PR #9514, opened 2025-02-25
refactor: console capture redo

timoffex:
Creates `console_capture.py` for patching `stderr` and `stdout`'s `write` methods.

The original way of doing this is in `redirect.py`, and I replace it in the next PR. `redirect.py` only allows a single hook at a time which forces us to only have a single run at a time. It also isn't thread-safe and doesn't document important edge cases (or much else).

### DIFF
--- a/wandb/sdk/lib/console_capture.py
+++ b/wandb/sdk/lib/console_capture.py
@@ -1,0 +1,169 @@
+"""Module for intercepting stdout/stderr.
+
+This patches the `write()` method of `stdout` and `stderr` on import.
+Once patched, it is not possible to unpatch or repatch, though individual
+callbacks can be removed.
+
+We assume that all other writing methods on the object delegate to `write()`,
+like `writelines()`. This is not guaranteed to be true, but it is true for
+common implementations. In particular, CPython's implementation of IOBase's
+`writelines()` delegates to `write()`.
+
+It is important to note that this technique interacts poorly with other
+code that performs similar patching if it also allows unpatching as this
+discards our modification. This is why we patch on import and do not support
+unpatching:
+
+    with contextlib.redirect_stderr(...):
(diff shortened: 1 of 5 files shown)


timoffex:
* **#9515** <a href="https://app.graphite.dev/github/pr/wandb/wandb/9515?utm_source=stack-comment-icon" target="_blank">Graphite</a>
* **#9514** <a href="https://app.graphite.dev/github/pr/wandb/wandb/9514?utm_source=stack-comment-icon" target="_blank">Graphite</a> 👈 <a href="https://app.graphite.dev/github/pr/wandb/wandb/9514?utm_source=stack-comment-view-in-graphite" target="_blank">(View in Graphite)</a>
* `main`


<h2></h2>

wandb/sdk/lib/console_capture.py
```diff
@@ -0,0 +1,169 @@
...
+"""
+
+from __future__ import annotations
+
+import sys
+import threading
+from typing import IO, AnyStr, Callable, Protocol
+
+
+class CannotCaptureConsoleError(Exception):
```
kptkin, line 30: i don't remember what we decide about using the wandb base exception, my intuition is to use to allow a general catch all for any wandb related exception, but i think maybe you had a case for why not?

kptkin (approved):
noice :)

wandb/sdk/lib/console_capture.py
timoffex: I think we should only use it for intentional exceptions that the user is meant to see or catch. This exception is meant to be caught by our code.

timoffex:
### Merge activity

* **Feb 26, 6:10 PM EST**: A user merged this pull request with [Graphite](https://app.graphite.dev/github/pr/wandb/wandb/9514).

PR #9521, opened 2025-02-26
fix: allow define_metric expansion on the server side

kptkin:
Description
-----------

This PR adds a flag that allows to bypass expansion of the glob metrics on the client side and defer it to the server. 
Additionally to handle a case when trying to sync using older client version we always write the expanded metrics to the transaction log and the sender will decide based on the setting and server capabilities if it should pass the expanded metrics or the globs, when sending to the server.

Testing
-------
How was this PR tested?

Added Unit Test  + System Test


wandb/proto/wandb_internal.proto
```diff
@@ -68,6 +68,7 @@ message Control {
   bool flow_control = 6;     // message should be passed to flow control
   int64 end_offset = 7;      // end of message offset of this written message
   string connection_id = 8;  // connection id
+  bool internal = 9;         // message was created by an internal process
```
timoffex, line 71: Is this used for client<->service communication? We should really avoid using protos for anything other than that.

Even if it's unavoidable, the description is too vague. What constitutes an internal process? What happens to "internal" metric records?

timoffex: > in this case it is not really possible to follow the client<->service communication as the record actually created in the internal process

Right, that's what I'm saying we should not use the proto for.

We do have a higher level way of passing around information: the Work interface defined in core/internal/runwork/work.go. Right now, this is primarily a wrapper for Records via WorkRecord which delegates to the monolithic Handler and Sender functions, but the goal of it is to allow factoring out implementations for individual records and to pass around internal state.

I can follow up your PR with an example of how to do it. For now, can you at least move the `internal` field to the MetricRecord proto instead? It doesn't apply outside of it.

core/internal/runmetric/runconfigmetrics.go
```diff
@@ -74,6 +95,9 @@ func (rcm *RunConfigMetrics) encodeToRunConfigData(
 			rcm.handler.definedMetrics[metric.Step],
 			encodedMetrics,
 			indexByName,
+			// operating under the assumption that the step metric is
+			// never a glob metric.
```
timoffex, line 99: Please capitalize the first letter for comments.

What happens if this assumption is broken? Do we need to handle that?

core/internal/stream/sender.go
```diff
@@ -253,14 +243,32 @@ func NewSender(
 		FileStreamOrNil:       params.FileStream,
 		Label:                 params.Settings.GetLabel(),
 		RunfilesUploaderOrNil: params.RunfilesUploader,
-		Structured:            structuredConsoleLogs,
+		Structured: params.FeatureProvider.GetFeature(
+			spb.ServerFeature_STRUCTURED_CONSOLE_LOGS,
+		).Enabled,
+	}
+
+	// if the server doesn't support expanding defined metric globs, and the user
```
timoffex, line 251: capitalize

core/internal/stream/sender.go
```diff
@@ -1573,8 +1583,18 @@ func (s *Sender) sendExit(record *spb.Record) {
 }
 
 // sendMetric updates the metrics in the run config.
-func (s *Sender) sendMetric(metric *spb.MetricRecord) {
-	err := s.runConfigMetrics.ProcessRecord(metric)
+func (s *Sender) sendMetric(record *spb.Record, _ *spb.MetricRecord) {
+	// if server side expand glob metrics is enabled, we don't need to send internal metrics
+	// as these were expanded internally by the client.
```
timoffex, line 1588: Don't we still need to upload defined metrics in the run config?

And what would happen on resume?

wandb/proto/wandb_internal.proto
kptkin: > For now, can you at least move the internal field to the MetricRecord proto instead? It doesn't apply outside of it.

I think i tried it and it didn't work correctly, can try again, but theoretically it can be useful for system metrics and other records as well?

timoffex: It would be reasonable to add an `expanded_from_glob` field to `MetricRecord`. Can you say what didn't work?

> theoretically it can be useful for system metrics and other records as well?

System metrics are always generated, so `internal` would always be `true`. We shouldn't treat records in the transaction log differently based on where they came from; expanded metrics are an exception to work around server limitations (in an ideal world, we wouldn't store expanded metrics in the transaction log at all).

kptkin: yeah sounds good i can add it to the metric record

core/internal/runmetric/runconfigmetrics.go
timoffex: > i don't think we allow the step to be a glob currently

Is it not an assumption then? Can the comment be

```
// Step metrics are never interpreted as globs.
```

core/internal/stream/sender.go
kptkin: i will create a follow up ticket, to handle define_metric correctly in the resume case and include the complication of server/client expansion

wandb/proto/wandb_internal.proto
kptkin: > (in an ideal world, we wouldn't store expanded metrics in the transaction log at all)
agreed!

dmitryduev (approved):
LGTM!

core/internal/runmetric/runconfigmetrics.go
```diff
@@ -9,14 +9,21 @@ import (
 type RunConfigMetrics struct {
 	// handler parses MetricRecords.
 	handler *MetricHandler
+
+	serverExpandGlobMetrics bool
```
dmitryduev, line 13: Add a comment, please.

dmitryduev (approved):

PR #9527, opened 2025-02-27
Jpgtransparencyfix

jacobromero:
Description
-----------

- Fixes WB-18272

When attempting to log an image in `jpg` or `jpeg` format with alpha (transparency) data, this would result in the following error.
```
﻿OSError: cannot write mode RGBA as JPEG
```

To fix this, this PR uses Pillow's `convert` function to convert to `RGB` mode, removing transparency data. Additionally this will warn the user of the conversion.

Testing
-------
How was this PR tested?

### Test script
```python
import wandb
import numpy as np

img = np.random.randint(0, 255, (512, 512, 4))

with wandb.init() as run:
    run.log({"Transparent Image": wandb.Image(img, file_type="jpg")})
```

#### running the script before the change
```
  File "/Users/jacob/.pyenv/versions/3.12.6/lib/python3.12/site-packages/PIL/JpegImagePlugin.py", line 665, in _save
    rawmode = RAWMODE[im.mode]
              ~~~~~~~^^^^^^^^^
KeyError: 'RGBA'

The above exception was the direct cause of the following exception:

  File "/Users/jacob/workspace/test/mplrepro.py", line 17, in <module>
    wandb.log({"My Matplotlib Plot": wandb.Image(img, file_type="jpeg")})
                                     ^^^^^^^^^^^^^^^^^^^^^^^^^^^^^^^^^^
  File "/Users/jacob/workspace/wandb/wandb/sdk/data_types/image.py", line 179, in __init__
    self._initialize_from_data(data_or_path, mode, file_type)
  File "/Users/jacob/workspace/wandb/wandb/sdk/data_types/image.py", line 340, in _initialize_from_data
    self._image.save(tmp_path, transparency=None)
  File "/Users/jacob/.pyenv/versions/3.12.6/lib/python3.12/site-packages/PIL/Image.py", line 2596, in save
    save_handler(self, fp, filename)
  File "/Users/jacob/.pyenv/versions/3.12.6/lib/python3.12/site-packages/PIL/JpegImagePlugin.py", line 668, in _save
    raise OSError(msg) from e
OSError: cannot write mode RGBA as JPEG
```

#### After this change
```
...
wandb: WARNING JPEG format does not support transparency. Removing alpha channel from image.
...
wandb: Synced 5 W&B file(s), ` media file(s), 0 artifact file(s) and 0 other file(s)
wandb: Find logs at: ./wandb/run-20250227_130456-s4hapblz/logs

```

### DIFF
--- a/tests/unit_tests/test_data_types.py
+++ b/tests/unit_tests/test_data_types.py
@@ -1524,3 +1524,14 @@ def test_log_uint8_image():
         path_im, torch_vision = np.array(path_im.image), np.array(torch_vision.image)
 
         assert np.array_equal(path_im, torch_vision)
+
+
+@pytest.mark.parametrize("file_type", ["jpeg", "jpg"])
+def test_init_image_jpeg_removes_transparency(file_type, mock_wandb_log):
+    img = np.random.rand(100, 100, 4) * 255
+    wandb.Image(img, file_type=file_type)
+
+    assert mock_wandb_log.warned(
+        "JPEG format does not support transparency. "
+        "Removing alpha channel from image.",
+    )
--- a/wandb/sdk/data_types/image.py
+++ b/wandb/sdk/data_types/image.py
@@ -333,6 +333,17 @@ class Image(BatchableMedia):
         ), f"file_type must be one of {accepted_formats}"
         tmp_path = os.path.join(MEDIA_TMP.name, runid.generate_id() + "." + self.format)
         assert self._image is not None
+
+        # JPEG format does not support transparency.
+        # So we remove the alpha (transparency) channel.
+        if self.format in ["jpg", "jpeg"]:
+            wandb.termwarn(
+                "JPEG format does not support transparency. "
+                "Removing alpha channel from image.",
+                repeat=False,
+            )
+            self._image = self._image.convert("RGB")
+
         self._image.save(tmp_path, transparency=None)
         self._set_file(tmp_path, is_tmp=True)
 


CHANGELOG.unreleased.md
```diff
@@ -12,3 +12,7 @@ Add here any changes made in a PR that are relevant to end users. Allowed sectio
 Section headings should be at level 3 (e.g. `### Added`).
 
 ## Unreleased
+
+### Fixed
+
+- fixed wandb would throw an error when logging a `jpg`/`jpeg` image with transparency data (@jacobromero in https://github.com/wandb/wandb/pull/9527)
```
timoffex, line 18: "wandb no longer throws an error [...]"

wandb/sdk/data_types/image.py
```diff
@@ -333,6 +333,17 @@ def _initialize_from_data(
         ), f"file_type must be one of {accepted_formats}"
         tmp_path = os.path.join(MEDIA_TMP.name, runid.generate_id() + "." + self.format)
         assert self._image is not None
+
+        # JPEG format does not support transparency.
+        # So we remove the alpha (transparency) channel.
```
timoffex, line 338: this comment is unnecessary because it is the same as the warning a couple lines down

wandb/sdk/data_types/image.py
```diff
@@ -333,6 +333,17 @@ def _initialize_from_data(
...
+        if self.format in ["jpg", "jpeg"]:
+            wandb.termwarn(
+                "JPEG format does not support transparency. "
+                "Removing alpha channel from image.",
+                repeat=False,
+            )
+            self._image = self._image.convert("RGB")
```
timoffex, line 345: Is there a way to create the image "correctly" in the first place? Why are we able to create a JPEG image object with data that includes transparency? Also, what's the `transparency=None` below parameter for?

jacobromero: > Is there a way to create the image "correctly" in the first place?

This issue is coming when a user sends raw data and specifies a JPEG format.
see my test example (note the `4` layers being RGBA)
```
img = np.random.randint(0, 255, (512, 512, 4))

with wandb.init() as run:
    run.log({"Transparent Image": wandb.Image(img, file_type="jpg")})
```
In this event we will we will pass the data as is to pillow and attempt to save the data, that is when the error is thrown.

> Why are we able to create a JPEG image object with data that includes transparency?

We arent able to instead the user see `OSError: cannot write mode RGBA as JPEG` and the stack trace, and nothing is uploaded.

> Also, what's the transparency=None below parameter for?

This looks like a way to provide transparency values for some PIL image.
https://pillow.readthedocs.io/en/stable/handbook/image-file-formats.html#png-saving
It seems like it is redundant and can be removed.

timoffex: Based on the stack trace in the PR description, the error happens on line

```
self._image.save(tmp_path, transparency=None)
```

which means we have already created the PIL `Image` object.

I think I understand now though: PIL is probably inferring the desired file type based on the file extension in `tmp_path`. So I guess the `Image` object doesn't know that it's a JPEG, which is why we do not encounter an error until we try to save it.

timoffex (approved):

wandb/sdk/data_types/image.py
```diff
@@ -333,6 +333,17 @@ def _initialize_from_data(
         ), f"file_type must be one of {accepted_formats}"
         tmp_path = os.path.join(MEDIA_TMP.name, runid.generate_id() + "." + self.format)
         assert self._image is not None
+
+        # JPEG format does not support transparency.
+        # So we remove the alpha (transparency) channel.
+        if self.format in ["jpg", "jpeg"]:
```
timoffex, line 339: Are there other formats that do not transparency that we might need to consider? Does PIL provide us a list or a way to test whether a given Image will save successfully to a given format?

tests/unit_tests/test_data_types.py
```diff
@@ -1524,3 +1524,14 @@ def test_log_uint8_image():
         path_im, torch_vision = np.array(path_im.image), np.array(torch_vision.image)
 
         assert np.array_equal(path_im, torch_vision)
+
+
+@pytest.mark.parametrize("file_type", ["jpeg", "jpg"])
+def test_init_image_jpeg_removes_transparency(file_type, mock_wandb_log):
+    img = np.random.rand(100, 100, 4) * 255
```
timoffex, line 1531: Might as well make smaller images for the test; how about 1x1?

wandb/sdk/data_types/image.py
kptkin: @jacobromero in the numpy example that you have, the reason we use RGBA, is because we actually provide this mode here: https://github.com/wandb/wandb/blob/main/wandb/sdk/data_types/image.py#L324

so i think @timoffex is right it seems that we create a problematic image from the beginning that we need later to correct?

jacobromero: Ah yeah @kptkin you are correct we are inferring based on the number of dimensions of the input data.
We can instead override the guessed mode here and internally PIL will ignore the alpha channel.

wandb/sdk/data_types/image.py
jacobromero: > Are there other formats that do not transparency that we might need to consider?

we are currently limiting to the following types `accepted_formats = ["png", "jpg", "jpeg", "bmp"]`
From these formats only `jpg`/`jpeg` do not support transparency.

wandb/sdk/data_types/image.py
kptkin: Should we verify other types of raw data as well?

jacobromero: Fixed and added tests for other paths

wandb/sdk/data_types/image.py
```diff
@@ -471,15 +479,49 @@
             }
         return json_dict
 
-    def guess_mode(self, data: "np.ndarray") -> str:
+    def guess_mode_torch(
```
timoffex, line 482: unused method?

timoffex (changes requested):

wandb/sdk/data_types/image.py
jacobromero: oops yeah let me remove this!

wandb/sdk/data_types/image.py
```diff
@@ -471,15 +479,32 @@ def to_json(self, run_or_artifact: Union["LocalRun", "Artifact"]) -> dict:
             }
         return json_dict
 
-    def guess_mode(self, data: "np.ndarray") -> str:
+    def guess_mode(
+        self, data: Union["np.ndarray", "torch.Tensor"], file_type: Optional[str] = None
```
timoffex, line 483: nit: could you add a trailing comma and reformat so that each parameter goes on its own line, since the method header doesn't fit on a single line?

timoffex (approved):

wandb/sdk/data_types/image.py
```diff
@@ -297,10 +297,21 @@ def _initialize_from_data(
             "PIL.Image",
             required='wandb.Image needs the PIL package. To get it, run "pip install pillow".',
         )
+
+        accepted_formats = ["png", "jpg", "jpeg", "bmp"]
+        if file_type is None:
+            self.format = "png"
+        else:
+            self.format = file_type
```
kptkin, line 305:
```suggestion
        self.format = file_type or "png" 
```
should work for None and any false-y values

wandb/sdk/data_types/image.py
```diff
@@ -297,10 +297,21 @@ def _initialize_from_data(
...
+        assert (
+            self.format in accepted_formats
+        ), f"file_type must be one of {accepted_formats}"
```
kptkin, line 308: your probably want to raise an exception instead of using assert here

PR #9539, opened 2025-02-28
chore(sdk): update server features enum with the latest automations and artifacts features

ibindlish:
Description
-----------

- Fixes WB-NNNNN
- Fixes #NNNN

Updates the serverFeature enum with the latest features added for automations and artifacts

Testing
-------
How was this PR tested?


wandb/proto/wandb_internal.proto
```diff
@@ -1383,6 +1383,11 @@ enum ServerFeature {
   ARTIFACT_TAGS = 1;
   CLIENT_IDS = 2;
   ARTIFACT_REGISTRY_SEARCH = 3;
+  AUTOMATION_EVENT_RUN_METRIC = 4;
```
kptkin, line 1386: Could you please add docstring explaining the features?

ibindlish: sure!

kptkin: Thanks! Also asked someone on the sdk team to add for the other features 😉

ibindlish: Done!

wandb/proto/wandb_internal.proto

# # # #

YOUR GOAL:
Please give an exact restatement of only the lines from the beginning of the material above to the line with "is true for", inclusive.

YOUR SOLUTION:
PR #9514, opened 2025-02-25
refactor: console capture redo

timoffex:
Creates `console_capture.py` for patching `stderr` and `stdout`'s `write` methods.

The original way of doing this is in `redirect.py`, and I replace it in the next PR. `redirect.py` only allows a single hook at a time which forces us to only have a single run at a time. It also isn't thread-safe and doesn't document important edge cases (or much else).

### DIFF
--- a/wandb/sdk/lib/console_capture.py
+++ b/wandb/sdk/lib/console_capture.py
@@ -1,0 +1,169 @@
+"""Module for intercepting stdout/stderr.
+
+This patches the `write()` method of `stdout` and `stderr` on import.
+Once patched, it is not possible to unpatch or repatch, though individual
+callbacks can be removed.
+
+We assume that all other writing methods on the object delegate to `write()`,
+like `writelines()`. This is not guaranteed to be true, but it is true for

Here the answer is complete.